**Your task:**
All of the data must be returned word for word.

**Provided material:**
= = =
PR #1340, opened 2016-04-08
Added support for nested invalid attributes

Zaggen:
If you want to manually build an error based on `WLValidationError` that holds nested errors, because validation failed on nested data (association, nested documents, etc), there is no way to pass that data as invalidAttributes and get the expected result. There might not be support yet for deep validations but this opens the door for it. It's just a couple of simple helpers that iterate recursively if needed to properly normalize and format the errors.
= = =
**Answer:**
PR #1340, opened 2016-04-08
Added support for nested invalid attributes

Zaggen:
If you want to manually build an error based on `WLValidationError` that holds nested errors, because validation failed on nested data (association, nested documents, etc), there is no way to pass that data as invalidAttributes and get the expected result. There might not be support yet for deep validations but this opens the door for it. It's just a couple of simple helpers that iterate recursively if needed to properly normalize and format the errors.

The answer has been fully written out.